Researchers claim that infants who are carriers of the "Alzheimer’s gene" have observable differences in how their brains develop.
A study of 162 healthy infants between two and 25 months of age found that those who had the APOE-E4 gene variant, which is linked to Alzheimer's risk, had different grey and white matter growth compared to those without the gene.
Those are two types of tissue found in the central nervous system involved in neurological processes.
Using an MRI technique developed at Brown University’s Advanced Baby
Imaging Lab, the researchers found that the kids with the genetic variant had increased growth
in the frontal lobe of the brain and less growth in several middle and rear
areas. The low-growth areas were the same ones that have been shown
to be affected in elderly patients with Alzheimer’s, the researchers pointed out.
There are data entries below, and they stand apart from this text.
PR #1598, opened 2021-09-13
RD-3140 Update Blueprint Marketplace modal to use Table view by default

qooban:
## Description
This PR introduces final alignments in Actionable Dashboard. Blueprint Marketplace modal is displayed right now in Table view with just 'Name' and 'Description' columns visible.

Within this PR I fixed also displaying action items in Table view in Blueprint Catalog widget:
* spinner icon showed on blueprint upload was not spinning before (`loading` prop was never set on `Icon` component)
* blueprint upload icon was not disabled properly when blueprint was already uploaded (`link` prop was always set to `true` on `Icon` component)

## Screenshots / Videos

https://user-images.githubusercontent.com/5202105/133035956-541e82a4-6185-41c4-b1d9-f8cec26c2204.mp4

## Checklist

## Tests
[Stage-UI-System-Test/1248](https://jenkins.cloudify.co/view/UI%20Health%20View/job/Stage-UI-System-Test/1248/) (13.09.2021 08:46:06 CEST) - PASSED

## Documentation
No updates necessary.

### DIFF
--- a/app/translations/en.json
+++ b/app/translations/en.json
@@ -732,6 +732,10 @@
             }
         },
         "blueprintCatalog": {
+            "actions": {
+                "openDocumentation": "Open documentation",
+                "uploadBlueprint": "Upload blueprint"
+            },
             "configuration": {
                 "jsonPath": {
                     "label": "Blueprints Examples URL",
--- a/.size-limit
+++ b/.size-limit
@@ -13,7 +13,7 @@
     },
     {
         "name": "Widgets",
-        "limit": "3.13 MB",
+        "limit": "3.14 MB",
         "gzip": false,
         "running": false,
         "path": ["dist/appData/widgets", "!dist/appData/widgets/**/*.gz"]
--- a/widgets/blueprintCatalog/src/RepositoryTable.tsx
+++ b/widgets/blueprintCatalog/src/RepositoryTable.tsx
@@ -57,7 +57,10 @@ const RepositoryTable: FunctionComponent<RepositoryViewProps> = ({
             <DataTable.Column width="11%" />
 
             {data.items.map(item => {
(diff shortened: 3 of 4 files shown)


app/translations/en.json
```diff
@@ -732,6 +732,10 @@
             }
         },
         "blueprintCatalog": {
+            "actions": {
+                "openDocumentation": "Open documentation",
```
kubama, line 736: Wouldn't a more appropriate term be 'go to' instead of 'open'?

qooban: Hmm... I'm not sure. Before, the title of the icon was "Blueprint Readme". Clicking on (i) icon opens a modal with `README.md` file from a specific blueprint. "Go to" would probably be more accurate if we were redirecting to another page. Can be also "Show documentation" or "Show readme file", I'm open to the suggestions, but not sure about using "Go to" in that case. WDYT?

kubama: I guess you are right. If so, I'm perfectly fine with any option.

kubama (dismissed):

app/translations/en.json
qooban: In that case I'll leave it as is.

qooban:
I have re-triggered CI, it should pass as `cloudify-ui-components` version is now in line with the docs.

stepek (approved):

qooban:
Thanks for approvals. We need to merge https://github.com/cloudify-cosmo/cloudify-stage/pull/1600 first, then Docs stage will pass in the CI.

qooban:
One more small change unfortunately - I had to increase size limit for widgets. 
I'll consider single approval as a "GO" for merge.

kubama (approved):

The changes in grey matter, the tissue involved in sensory perception and muscle control, were related to the density of nerve cells (neurons) and how they connected with cells in the brain. Differences in white matter affected the myelin insulation that helps brain cells form the highways that allow them to correctly transmit information.
“Maybe these changes are developmental,” study author Dr. Eric Reiman, executive director of the Banner Alzheimer’s Institute in Arizona, said to CBSNews.com. “Maybe they provide a foothold in areas of vulnerability where you would see progressive pathology in later ages. More studies need to be done to determine the extent of the progressive changes years later.”} Alzheimer’s disease is the most common form of dementia, making up 50 to 80 percent of dementia cases, according to the Alzheimer’s Association. It is the sixth-leading cause of death in the U.S., and more than 5 million Americans are currently living with the disease.
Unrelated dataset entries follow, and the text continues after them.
PR #1599, opened 2021-09-13
RD-2917 Bumped cloudify-ui-common version

kubama:
## Description
Bumped cloudify-ui-common version to use fixed `getLogger` implementation.

## Screenshots / Videos
N/A

## Checklist

## Tests
N/A

## Documentation
N/A

### DIFF
--- a/backend/package-lock.json
+++ b/backend/package-lock.json
@@ -2406,9 +2406,9 @@
       }
     },
     "cloudify-ui-common": {
-      "version": "4.0.1",
-      "resolved": "https://registry.npmjs.org/cloudify-ui-common/-/cloudify-ui-common-4.0.1.tgz",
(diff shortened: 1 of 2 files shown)


kubama:
Hmmm... I messed something with the branch. Just a moment 🙂.

kubama:
Fixed, please review

qooban (approved):
LGTM 👍🏻 

Do you plan to update `cloudify-blueprint-composer` also?
I think we don't need to have that in Composer v6.2, but it'd be good to have it already available in `master`.

kubama:
> Do you plan to update `cloudify-blueprint-composer` also?
> I think we don't need to have that in Composer v6.2, but it'd be good to have it already available in `master`.

I did a quick check and it looks like composer is not prone to the same issue as for each category it obtains logger exactly once. So I'm not planing an update there, as it wouldn't change anything.

PR #1294, opened 2021-04-07
RD-1993 - Fix Sites, Sites Map and Topology widgets' tests

qooban:
This PR cherry-picks fixes for: 
* RD-1358 Prevent overriding app.json when uploading stage package (#1194)
* RD-1120 Fixed blueprint used by topology_spec (#1205)

For more details about where it came from, check `5_1_4_release` slack channel.

PR #1619, opened 2021-09-16
RD-3184 Fixed disable upload button condition.

stepek:
## Description
Fixed disable upload button condition. Now upload button isn't disabled when blueprint state is `invalid`

## Screenshots / Videos
N/A

## Checklist

## Tests
[Build #1294 (Sep 16, 2021, 11:09:05 PM)](https://jenkins.cloudify.co/view/UI%20Health%20View/job/Stage-UI-System-Test/1294/)

 

## Documentation
n/a


widgets/blueprintCatalog/src/widget.tsx
```diff
@@ -99,9 +99,14 @@ Stage.defineWidget<
             widget.configuration.filter,
             widget.configuration.jsonPath
         );
-        return Promise.all([actions.doGetRepos(params), toolbox.getManager().doGet('/blueprints?_include=id', {})])
+        return Promise.all([
+            actions.doGetRepos(params),
+            toolbox.getManager().doGet('/blueprints?_include=id,state', {})
```
qooban, line 104: Do we need to pass `{}`?

Will
```suggestion
            toolbox.getManager().doGet('/blueprints?_include=id,state')
```
work?

Even better would be to reuse `BlueprintActions.doGetBlueprints`.

widgets/blueprintCatalog/src/widget.tsx
```diff
@@ -99,9 +99,14 @@ Stage.defineWidget<
...
+        ])
             .then(([data, blueprintsRes]) => {
-                const uploadedBlueprints = blueprintsRes.items.map(({ id }: Partial<Blueprint>) => id);
+                const uploadedBlueprints = blueprintsRes.items
+                    .filter(({ state }: Partial<Blueprint>) => state !== 'invalid')
```
qooban, line 108: In `BlueprintActions` I see the following states defined:
```
    static CompletedBlueprintStates = {
        Uploaded: 'uploaded',
        FailedUploading: 'failed_uploading',
        FailedExtracting: 'failed_extracting',
        FailedParsing: 'failed_parsing',
        Invalid: 'invalid'
    };
```
which suggests that `uploadedBlueprints` should also filter out other states (all starting from `failed_`).
Looks like there is `BlueprintActions.isUploaded` static method already available for that. Can we use it here?

Or maybe we can have `BlueprintActions.doGetUploadedBlueprints` method and reuse it whenever we call `.doGet('/blueprints...')`? I think the only case when we should return not uploaded blueprints is in Blueprints widget where we list all available and provide information about the blueprint state. In other cases we should only return valid (= uploaded) blueprints.

Do you think you'll be able to fit such fix in this PR?

qooban (commented):
Commented. 

I think it'll be good to take opportunity and unify fetching blueprints (`GET /blueprints` calls) across all widgets. See my comments for details.

kubama:
I don't have anything to add to @qooban's comments, so I'll opt-out from the review.

widgets/blueprintCatalog/src/widget.tsx
stepek: Can be removed

stepek: to use `doGetBlueprints` need to add one more parameter there it's ok?

stepek: nvm fixed

widgets/common/src/BlueprintActions.ts
```diff
@@ -1,4 +1,5 @@
 // eslint-disable-next-line max-classes-per-file
+
```
qooban, line 2: This empty line will probably produce linter error.

widgets/common/src/BlueprintActions.ts
```diff
@@ -55,6 +56,15 @@ export default class BlueprintActions {
         return this.toolbox.getManager().doGet('/blueprints?_include=id', { params });
     }
 
+    doGetUploadedBlueprints(params?: Record<string, any>) {
+        return this.toolbox
+            .getManager()
+            .doGet('/blueprints?_include=id,state', { params })
+            .then(response =>
+                response.items.filter((blueprint: { state: string }) => BlueprintActions.isUploaded(blueprint))
+            );
```
qooban, line 65: Wouldn't it be easier to do the filtering in a call?
```suggestion
            .doGet('/blueprints', { _include: 'id,state', state: BlueprintActions.CompletedBlueprintStates.Uploaded, ...params })
```

qooban (commented):
Commented. What about alignment with other widgets? (not answered comment from my first review)

widgets/blueprintCatalog/src/widget.tsx
```diff
@@ -93,15 +93,17 @@ Stage.defineWidget<
...
             widget.configuration.username,
             widget.configuration.filter,
             widget.configuration.jsonPath
         );
-        return Promise.all([actions.doGetRepos(params), toolbox.getManager().doGet('/blueprints?_include=id', {})])
-            .then(([data, blueprintsRes]) => {
-                const uploadedBlueprints = blueprintsRes.items.map(({ id }: Partial<Blueprint>) => id);
+        return Promise.all([actions.doGetRepos(params), blueprintActions.doGetUploadedBlueprints()])
+            .then(([data, uploadedBlueprintsResp]) => {
+                const uploadedBlueprints = uploadedBlueprintsResp.items.map(({ id }: { id: string }) => id);
```
qooban, line 106: Intentionally not using `Partial<Blueprint>` which was used before?

widgets/common/src/BlueprintActions.ts
```diff
@@ -55,6 +55,12 @@ export default class BlueprintActions {
         return this.toolbox.getManager().doGet('/blueprints?_include=id', { params });
     }
 
+    doGetUploadedBlueprints(params?: Record<string, any>) {
+        return this.toolbox.getManager().doGet('/blueprints?_include=id,state', {
```
qooban, line 59: Intentionally not moving `_include` into params object (as in suggestion)?

qooban (commented):
Commented. 

I don't want to prolong that review, but I see my question not answered, again. What about alignments with other widgets?

qooban (commented):
Change itself looks good. 

The only open item is alignment with other widgets. I'm not sure if you see my question in the previous reviews?

widgets/blueprintActionButtons/src/BlueprintActionButtons.tsx
```diff
@@ -140,7 +141,7 @@ export default class BlueprintActionButtons extends React.Component<
                                     this.setState({ loading: false });
                                 });
                         }}
-                        content="Edit a copy in Composer"
+                        content="Edit a copy in XXXXXXX"
```
qooban, line 144: Probably a mistake 🙂

qooban (approved):

PR #1624, opened 2021-09-22
RD-2993 Added sample Cypress component test

kubama:
## Description
Added sample test for `GettingStartedModal` component and integrated component testing with CI pipeline by extending `test:frontend` npm script.

There is still some more work planned in this area. Please see subtasks in RD-2993 for a complete list.

## Screenshots / Videos
N/A

## Checklist

## Tests
System tests to verify nothing's broken: https://jenkins.cloudify.co/view/UI/job/Stage-UI-System-Test/1318/

## Documentation
Updated `test/README.md` file


package.json
```diff
@@ -133,9 +136,10 @@
     "webpack-cli": "^3.3.9",
     "webpack-bundle-analyzer": "^3.8.0"
   },
-  "//": "NOTE: Development dependencies NOT required to build the package",
```
qooban, line 136: Unfortunately this comment gets removed by `npm install` because there's entry with the same key (`"//"`). If you could add unique key here and for optional dependencies comment (e.g. `"// devDependencies"` and `"// optionalDependencies"` instead of just `"//"`), I'd be grateful.

package.json
```diff
@@ -28,17 +28,20 @@
...
     "e2e": "cypress run -C node_modules/cloudify-ui-common/cypress/cypress.json",
-    "e2e:open": "cypress open -C node_modules/cloudify-ui-common/cypress/cypress.json",
     "e2e:ci": "npm run beforebuild && cross-env TEST=1 run-system-tests ${TEST_SPEC}",
     "lint": "eslint --cache --ignore-path .gitignore --ext js,jsx,ts,tsx .",
     "size": "[ -d \"dist\" ] && size-limit",
     "test": "npm run test:frontend && npm run test:backend",
-    "test:frontend": "jest test/jest",
+    "test:frontend": "npm run test:frontend:unit && npm run test:frontend:components",
+    "test:frontend:unit": "jest test/jest",
+    "test:frontend:components": "cypress run-ct -C node_modules/cloudify-ui-common/cypress/cypress.json -c nodeVersion=system",
```
qooban, line 44: Nothing bad here, just out of curiosity - why setting `nodeVersion` was necessary? 
Bundled was higher than we use possibly and there were problems with running tests?

test/cypress/components/app/GettingStartedModal_spec.tsx
```diff
@@ -0,0 +1,32 @@
...
+import { i18nInit } from 'app/app';
+
+describe('GettingStartedModal', () => {
+    it('renders', () => {
+        // TODO: RD-3232 create common setup function
+        cy.viewport(1600, 900);
+        window.React = React;
+        cy.interceptSp('GET', '/users/null', { show_getting_started: true });
+        cy.stub(StageUtils, 'isUserAuthorized').returns(true);
+        i18nInit();
```
qooban, line 20: Does it mean that `app.load` method is not called and we have to load translations manually?

test/cypress/components/app/GettingStartedModal_spec.tsx
```diff
@@ -0,0 +1,32 @@
...
+
+        mount(
+            <Provider store={createStore(createRootReducer(createBrowserHistory()))}>
+                <ThemeProvider theme={userConfig.whiteLabel}>
```
qooban, line 24: I suspect that it'd make sense to extract `Provider + ThemeProvider` as a common wrapper for component tests. 
Possibly you already had that in mind for the next sub-tasks?

test/cypress/plugins/index.ts
```diff
@@ -12,10 +12,23 @@
 // the project's config changing)
 
 import performCommonSetup from 'cloudify-ui-common/cypress/plugins';
+import { startDevServer } from '@cypress/webpack-dev-server/';
```
qooban, line 15: Very minor:
```suggestion
import { startDevServer } from '@cypress/webpack-dev-server';
```

qooban (commented):
Nicely done!

I tried it locally and looks cool - both runner and console versions.

https://user-images.githubusercontent.com/5202105/134460400-906eaa4c-c5fb-4fca-a693-571cf3cfec78.mp4

I'm wondering about the execution time. I tried:
```
time npm run test:frontend:components
```
and the results are:
```
       Spec                                              Tests  Passing  Failing  Pending  Skipped  
  ┌────────────────────────────────────────────────────────────────────────────────────────────────┐
  │ ✔  app/GettingStartedModal_spec.tsx         461ms        1        1        -        -        - │
  └────────────────────────────────────────────────────────────────────────────────────────────────┘
    ✔  All specs passed!                        461ms        1        1        -        -        -  


real    0m26,316s
user    0m10,540s
sys     0m1,399s
```

so the test itself is super fast (461ms), but setup takes some time (10s). I'm wondering how will it behave in CI (which is usually slower than our machines). Of course it is not a blocker, I'm just pointing that maybe in the future we would like to improve that area.

package.json
```diff
@@ -28,17 +28,20 @@
     "check-types": "npm run check-types:frontend && npm run check-types:backend",
     "check-types:frontend": "tsc --build",
     "check-types:backend": "npm run --prefix backend check-types",
+    "cy:open": "cypress open -C node_modules/cloudify-ui-common/cypress/cypress.json",
+    "cy:open-ct": "cypress open-ct -C node_modules/cloudify-ui-common/cypress/cypress.json -c nodeVersion=system",
```
stepek, line 32: Maybe this should be named something like `test:frontend:components:open`? same above

test/cypress/.babelrc.json
```diff
@@ -0,0 +1,10 @@
+{
+    "plugins": [
+        ["module-resolver", {
+            "alias": {
+                "app": "./app",
+                "conf": "./conf"
+            }
+        }]
+    ]
+}
```
stepek, line 10: missing new line at the end of file

package.json
kubama: Done

package.json
kubama: There was an issue with `node-sass` which is bound to specific node version. When running webpack from within Cypress it was executed with a different node version than it was installed with. Thus, it was not working without this option.

test/cypress/components/app/GettingStartedModal_spec.tsx
kubama: Yes, nothing from app initialization is executed automatically. If needed, initialization has to be done manually.

test/cypress/components/app/GettingStartedModal_spec.tsx
kubama: Yes, once we have another test it will be pretty clear what the common parts are.

package.json
kubama: It would be a pretty long name for a script that is intended to be run from command line manually.

test/cypress/.babelrc.json
kubama: Fixed

kubama:
> so the test itself is super fast (461ms), but setup takes some time (10s). I'm wondering how will it behave in CI (which is usually slower than our machines). Of course it is not a blocker, I'm just pointing that maybe in the future we would like to improve that area.

I haven't tested yet how it behaves with multiple test suites. We'll see.

> I'm not sure how difficult it would be to add required dependencies to the VM. You can probably take a look at the VM setup for UI-System-Tests. In case of problems, we can always run components tests only within UI-System-Tests job.

I'll try and we'll see.

kubama:
Despite trying hard I was not able to integrate component tests with integration build. For now, integration build just runs `npm run test:frontend:unit`. Created RD-3240 which should be handled by dev-ops.

package.json
qooban: Got it, reasonable solution 👍🏻

test/cypress/components/app/GettingStartedModal_spec.tsx
qooban: OK, so as you noted, we'll need a common setup commands (= Cypress command or some commands) which will make setting up components test easy. That's of course for the later part.

qooban (dismissed):
> Despite trying hard I was not able to integrate component tests with integration build. For now, integration build just runs npm run test:frontend:unit. Created RD-3240 which should be handled by dev-ops.

Thanks for that. 

So right now components tests will be executed as part of `Stage-UI-System-Tests`, right?
(as `e2e:ci` script runs `test:frontend:coverage`, which runs `test:frontend -- --coverage`, which runs `test:frontend:components` 🙂)

kubama:
> So right now components tests will be executed as part of `Stage-UI-System-Tests`, right?
> (as `e2e:ci` script runs `test:frontend:coverage`, which runs `test:frontend -- --coverage`, which runs `test:frontend:components` 🙂)

This is the plan - it's not working at the moment, I need to investigate yet.

package.json
stepek: so maybe need to short all of the names?

kubama:
System tests passed.

There is an issue with job log being bloated with errors. This does not affect the build, just trashes the log. I created RD-3251 so dev-ops could address the issue.

At the moment component tests do not generate coverage report that is merged into the overall report. I created separate subtask to handle it: RD-3236.

@stepek I'm waiting for your approval and we're good to go.

package.json
kubama: The other names are not as long as the one proposed. Personally I like that they are kind of hierarchically structured. Do you have any suggestion how to shorten them and keep the naming structure?

qooban: I would stay with short names, especially that those two scripts are intended to be run from command line manually only, they are not to be used in CI.

qooban (approved):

Most people will develop Alzheimer's when they are 65 and older, but up to 5 percent of the population suffers from an early-onset form of the disease. Alzheimer's gets worse over time and has no cure, but there are some treatments.
Reiman said that about 25 percent of the population have at least one of the APOE-E4 genetic variants, which contribute to their risk of developing Alzheimer’s. Two to three percent of the population will get two copies of the gene, one from each parent.
People who have an APOE genetic variant are four to five more likely to get the disease in older age than those who do not. Those that have two copies are at a higher risk. However, it is important to note that the majority of people with the faulty gene will not go on to get Alzheimer’s.
Reiman pointed out that these infants showed no signs of
developmental delays, and the infants who had the gene were not all destined to get
Alzheimer’s. He worried that some parents might feel they have to get a brain scan or genetics test for their child to determine his or her Alzheimer's risk. The neuroscientist cautioned against those actions, since they would not determine if a child was definitively going to get the disease or be able to help with earlier treatment.
"These tests are not indicated or helpful for either of those purposes," he said.
“This work is about understanding how this gene influences brain development,” senior author Sean Deoni, who oversees Brown University’s Advanced Baby Imaging Lab, added in a press release. “These results do not establish a direct link to the changes seen in Alzheimer’s patients, but with more research they may tell us something about how the gene contributes to Alzheimer’s risk later in life.”
In an accompanying editorial, Drs. John H. Growdon and Bradley T. Hyman, from the Neurology Service at Massachusetts General Hospital in Boston, said that the study proves that the APOE-E4 genotype is a risk factor for Alzheimer’s disease and may make the individual more susceptible to the disease at an earlier age.
“The results also raise intriguing questions about just 'when' AD-related brain alterations might be considered to start,” they wrote.
The study was published in JAMA Neurology on Nov. 25.